Brown N P, Whittaker A J, Newell W R, Rawlings C J, Beck S
Biomedical Informatics Unit, Imperial Cancer Research Fund, London, UK.
J Mol Biol. 1995 Jun 2;249(2):342-59. doi: 10.1006/jmbi.1995.0301.
Gene families are often recognised by sequence homology using similarity searching to find relationships, however, genomic sequence data provides gene architectural information not used by conventional search methods. In particular, intron positions and phases are expected to be relatively conserved features, because mis-splicing and reading frame shifts should be selected against. A fast search technique capable of detecting possible weak sequence homologies apparent at the intron/exon level of gene organization is presented for comparing spliceosomal genes and gene fragments. FINEX compares strings of exons delimited by intron/exon boundary positions and intron phases (exon fingerprint) using a global dynamic programming algorithm with a combined intron phase identity and exon size dissimilarity score.
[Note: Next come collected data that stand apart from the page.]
PR #5371, opened 2026-04-09
objects/wasp_mutant: add wasp and emitter control

lahm86:
#### Checklist

#### Description

This adds control for the wasps in Tinnos, and their emitters.

There is what I believe to be an OG bug that I'm still trying to track down, which is causing the max kill stats to show one less than what the game produces. The first spawn in Tinnos (item 37) has its triggers set-up to spawn 20 wasps, but in fact 21 show up.


src/trx/game/objects/creatures/wasp_mutant.c
```diff
@@ -0,0 +1,298 @@
...
+{
+    const ITEM *const lara_item = Lara_GetItem();
+    const int32_t dx = lara_item->pos.x - item->pos.x;
+    const int32_t dz = lara_item->pos.z - item->pos.z;
+    if (dx < -0x4000 || dx > 0x4000 || dz < -0x4000 || dz > 0x4000) {
+        return;
+    }
+
+    SPARK *const spark = Sparks_GetFreeSpark();
+    spark->on = 1;
```
rr-: `true`

rr- (approved):

lahm86:
The issue was non one-shot triggers, so the longer the player stands on one of these the more the item's timer gets reset and hence it messes with the spawn numbers. This is now standardized so the item is always one shot when activated, which makes sense to be able to support finite spawn counts.

src/trx/game/objects/creatures/wasp_mutant.c
lahm86: Fixed 😌

aredfan:
Issues (testing in progress):

- [x] In room 44 where Lara first encounters the wasps, 2 spawn as a time in OG, whereas 3 spawn as a time in TRX.
- [x] When a wasp is active, save and reload, and the wasp is gone.  Lara is still able to target where the wasp used to be if she has her weapon out.

lahm86:
Thanks, @aredfan - those two issues should be fixed (will need fresh saves).
I also noticed something else that I think is OG (briefly mentioned on Stella's site). If you have two active and take them out with the rocket launcher, then take the next one that spawns out with a rocket as well, no more seem to spawn again (this is the case in tomb3). I've put in a fix for that, so that shouldn't happen now in TRX. If that's an OG bug you're aware of, I'll mark it up in the changelog.

aredfan:
> Thanks, @aredfan - those two issues should be fixed (will need fresh saves). I also noticed something else that I think is OG (briefly mentioned on Stella's site). If you have two active and take them out with the rocket launcher, then take the next one that spawns out with a rocket as well, no more seem to spawn again (this is the case in tomb3). I've put in a fix for that, so that shouldn't happen now in TRX. If that's an OG bug you're aware of, I'll mark it up in the changelog.

Thank you @lahm86, I'll check out the new build in a short while.
I can confirm this bug doesn't happen in OG. I've attempted it in room 44.

aredfan:
- [x] If Lara crosses a wasp spawner trigger in room 208, then another one in 210, it causes the current wasps to despawn, and Lara is able to target one where the wasps were despawned.

> [record.txt](https://github.com/user-attachments/files/26638725/record.txt)

lahm86:
Should be fixed now. I think a nice future enhancement could be to lift the limit so that if you leave some behind alive and cross a trigger for another nest, it'll spawn new ones and still leave the originals alive. We can make a note of that one.

aredfan (approved):

PR #5375, opened 2026-04-11
objects/fire_head: add Fire Head control

lahm86:
#### Checklist

#### Description

This adds control for the Fire Head traps in Tinnos.


rr- (approved):

lahm86:
^ Just a rebase.

aredfan:
- [x] In Highland Fling room 128, the fire head doesn't seem to set Lara on fire.  I've checked OG LA just in case and Lara does catch fire when standing on the tile at these coordinates `/30 -3 69`.

lahm86:
Thanks - I fear there is another LA hard-coded difference; it must use different Y range to determine the hit, as the item's Y pos is much lower than the mouth. I'll have a think for an elegant solution for better detection to cover base game and LA.

lahm86:
Got something in place @aredfan - she will catch fire at the given coords now, and the test for Tinnos should match up.
Do you know how far away from the mouth (i.e. towards the water) is the safe zone in OG? It seems she can be quite close in TRX and not catch fire, I'm wondering if LA also adjusted the "deadliness".

aredfan:
Thank you @lahm86, LGTM. 👍 

I made a OG video showing roughly where Lara can catch fire and how quickly her health drains. It's the same behaviour in TRX as far as I can tell.

<details><summary>OG video</summary>

https://github.com/user-attachments/assets/27e81ddd-6d13-4cf8-9ef6-0eada6c7358a

</details>

If Lara is standing any further back, there's no damage.

aredfan (approved):

lahm86:
Thank you 😌

PR #5384, opened 2026-04-14
savegame: handle item count differences

lahm86:
#### Checklist

#### Description

This improves loading saves when the number of items in the level has changed after making the save. Item names (when set) and indices are now stored in the save, to loosen the load system relying on array order. The injection tool handles ensuring any new items are assigned unique names.

Attached are a couple of test injections for City of Khamoon. One places a pickup in room 0, the other a pickup in room 25. Combinations of these and the existing mummy injection can be used to test the functionality e.g.

- reference the test bins in the game flow
- launch Khamoon with the PS1 enemy option enabled
- trigger the mummy
- save
- disable the mummy option
- load
  - pickups should exist, mummy does not
- re-enable the mummy option
- exit game
- comment out one of the test injections
- load the previous save
  - one pickup exists, and the mummy is present

[khamoon_test.zip](https://github.com/user-attachments/files/26718307/khamoon_test.zip)

Ref: https://github.com/LostArtefacts/TRXInjectionTool/pull/246


aredfan (approved):

src/trx/game/inject/common.c
```diff
@@ -15,7 +15,7 @@
 #include <string.h>
 #include <zlib.h>
 
-#define M_INJECTION_CURRENT_VERSION 6
```
rr-, line 18: Let's move this define into the enum.

rr- (commented):
This approach ties heavily with lua feature of naming items. Are we sure we want that?

rr- (approved):

lahm86:
My thinking was to be able to support extra items being added in an arbitrary order, we would need a string identifier for them. Rather than introducing another field, using the name I felt made sense as this is essentially an id in practice. If by chance a name does get changed, the save will fall back to the index (which, granted, is then subject to injection order again, but it's a fallback at least).
Open to alternatives of course. Maybe an additional id string after all, which would be invisible or read-only to Lua?

rr- (approved):
Nah it's good. I didn't think of reordering :)

PR #5388, opened 2026-04-15
data: add crystals to UB, TR2 and GM

### LINKED ISSUE #1525: Add UB save crystals
I'm not 100% how desirable this is, but I thought I'd collect what there is to know, for your consideration.

This was the first fan conversion of UB to the PS1, ca 2012: https://www.tombraiderforums.com/showthread.php?t=194134

It changed/added:
- Save crystal positions
- Loading screens for UB (we might look at these separately)
- A demoplay in Atlantean Stronghold
- Replaced some mummies with panthers

Here are its level files: [ub-ps1-levels_ghostblade.zip](https://github.com/user-attachments/files/17007322/ub-ps1-levels_ghostblade.zip)

For reference, there was also a [second UB PS1 conversion by b122251](https://www.tombraiderforums.com/showpost.php?p=8168525&postcount=652), ca 2020. Some aspects of it are different, but it takes over the save crystals from the 2012 release.

The save crystals can easily be extracted from the above level files using https://github.com/chreden/trview/

image

There's then also a Saturn conversion of UB by jonathanrij (2023): https://youtu.be/ImmNJRxv6yQ . The Saturn data can't be accessed easily sadly as there is no tooling for it (other than OpenLara). But I imagine since jonathanrij also worked on the previous conversion with Ghostblade, he likely took the save crystals one by one.

-----

Since the save crystals are now receiving reflections and their OG purple colour in TR1X, I would imagine a player combining the crystal save mode and UB should ideally find crystals in those levels. In fact, I wouldn't know how else you could save in UB otherwise. If the decision is against adding the crystals, then UB levels would need to default to PC style saving always.

Needless to say, we could also just decide on our own TR1X crystals for UB and add some, if we're not comfortable to take from others.

lahm86:
Resolves #1525.

#### Checklist

#### Description

This adds crystals to Unfinished Business, TR2 and The Golden Mask. UB locations were taken from the community mod linked in the OP; TR2 base locations were taken from the beta version, with some minor modifications where geometry differs; some TR2 levels were missing locations - thanks to @BradTRe for helping to fill the gaps here.

The TR2 beta model was the same as TR1 PC, so appearance is identical in the injections. The purple tint option still applies.

Ref: https://github.com/LostArtefacts/TRXInjectionTool/pull/247


rr- (approved):

aredfan:
Testing (in progress):

- [x] The TR2 demos are missing the injection for the crystals and colour, if we'd like to include those.
- [x] One of the save crystals is invisible in Wreck of the Maria Doria.
- [x] The Dragon's Lair doesn't appear to have a save crystal.

lahm86:
Should be all fixed. Some of the room numbers were wrong on the locations so it would have been making `tp` fail and causing invisibility. Lair has just one crystal; the only level that has none should be Home Sweet Home (which feels like an intentional move imo, but LMK what you think).

aredfan:
- [x] ~~Offshore Rig~~ Diving Area room 35, triggering the flipmap may be removing the crystal.

lahm86:
Thanks, that one was placed in the flipped room indeed. Fixed.

I've also fixed another issue:
- `/set cine 1`
- `/play 17`
- level skip
- save in HSH when prompted
- `/set cine 0`
- load the save
- Lara resumes her cinematic sequence, but the camera does not

Until we support saving during cinematics, I've changed the automatic save prompt to wait for these to finish.

aredfan (approved):

lahm86:
Fixed one more from the beta in Barkhang room 70 - Lara couldn't get below the lantern.

PR #226, opened 2025-05-30
FSPT-520 List collections

sfount:
Adds a page to list collections for a given schema, this is hooked up to
the manage a schema (building a tasklist) page.

For now it just uses the collections that are fetched and back
referenced from the collection schema - I think the ORM should only be
fetching the collection schema once for any number of collections which
is nice but should be validated (otherwise thats a very expensive
query!). We might need to revisit that if we want to limit or paginate
the number of collections we're returning.

Link from schema management to collections preview
Screenshot 2025-05-30 at 16 58 29

Empty collections page
Screenshot 2025-05-30 at 16 58 32

A preview collection exists
Screenshot 2025-05-30 at 16 58 48

### DIFF
--- a/app/common/data/interfaces/collections.py
+++ b/app/common/data/interfaces/collections.py
@@ -4,7 +4,7 @@ from uuid import UUID
 from pydantic import BaseModel
 from sqlalchemy import select, text
 from sqlalchemy.exc import IntegrityError
-from sqlalchemy.orm import joinedload
+from sqlalchemy.orm import joinedload, selectinload
 
 from app.common.data.interfaces.exceptions import DuplicateValueError
 from app.common.data.models import (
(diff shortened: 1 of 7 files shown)


app/common/data/interfaces/collections.py
```diff
@@ -33,22 +33,28 @@ def create_collection_schema(*, name: str, user: User, grant: Grant, version: in
...
+) -> CollectionSchema:
     """Get a collection schema by ID and optionally version.
 
     If you do not pass a version, it will retrieve the latest version (ie highest version number).
 
     Note: We may wish to change this behaviour to the latest 'published' version in the future, or some other logic.
     """
+    options = []
+    if with_full_schema:
+        options.append(selectinload(CollectionSchema.sections).selectinload(Section.forms).selectinload(Form.questions))
```
sfount, line 47: Going to add an integration test to make sure these options are appropriately applied and this is eagerly loaded as expected

PR #233, opened 2025-06-02
Move factoryboy fixtures out of the `integration` sub-directory

samuelhwilliams:
Unit tests may still find it useful to be able to generate instances of our models to help test certain functionality. We don't want to do this manually when we have configured factories to help us instantiate test data.

## Caveat
When using built-but-unflushed DB instances, we need to be careful not to rely on behaviour that SQLAlchemy provides for us. One example of this can be ordering on relationships. In places where we want to explicitly rely on that ordering, we either need to:

1) Write the tests as integration tests that flush/commit to the DB, so SQLAlchemy can sync the correct ordering
2) Rely on ordering in python code instead.


nuwan-samarasinghe:
So if we adding these into unit tests what will be the purpose of the unit test it seems if we add to the unit tests means we are more and more becoming integration test ? cant we use mocking instead of giving actual db behaviour to unit tests

samuelhwilliams:
The unit tests will not be able to talk to the DB with this set up - that is enforced through the top-level fixture that raises an error on access to `db.session`.

But some unit tests will still need to receive a SQLAlchemy instance/object, and I think that's a legitimate thing to unit test. For example, the `CollectionHelper` should _essentially_ just be receiving raw data - it's just that the data is wrapped in a SQLAlchemy object. So we can still unit test methods on that, but we need to give them a populated object.

tests/conftest.py
```diff
@@ -110,3 +125,57 @@ def _precompile_templates(app: Flask) -> None:
     # takes away a significant amount of the difference between the first and second pass.
     for template_name in app.jinja_env.list_templates():
         app.jinja_env.get_template(template_name)
+
+
+@pytest.fixture(scope="function", autouse=True)
+def db_session(app: Flask) -> Generator[None, None, None]:
```
MarcUsher, line 131: This is an interesting lil change! One I'll come back to for peeping

MarcUsher (approved):
Noice, this seems like a sensible change (and helpful to show how it works in practice with test_collections moving to unit tests)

Exon fingerprints are typically two orders of magnitude smaller than their nucleic acid sequence counterparts giving rise to fast search times: a ranked search against a library of 6755 fingerprints for a typical three exon fingerprint completes in under 30 seconds on an ordinary workstation, while a worst case largest fingerprint of 52 exons completes in just over one minute. The short "sequence" length of exon fingerprints in comparisons is compensated for by the large exon alphabet compounded of intron phase types and a wide range of exon sizes, the latter contributing the most information to alignments. FINEX performs better in some searches than conventional methods, finding matches with similar exon organization, but low sequence homology. A search using a human serum albumin finds all members of the multigene family in the FINEX database at the top of the search ranking, despite very low amino acid percentage identities between family members. The method should complement conventional sequence searching and alignment techniques, offering a means of identifying otherwise hard to detect homologies where genomic data are available.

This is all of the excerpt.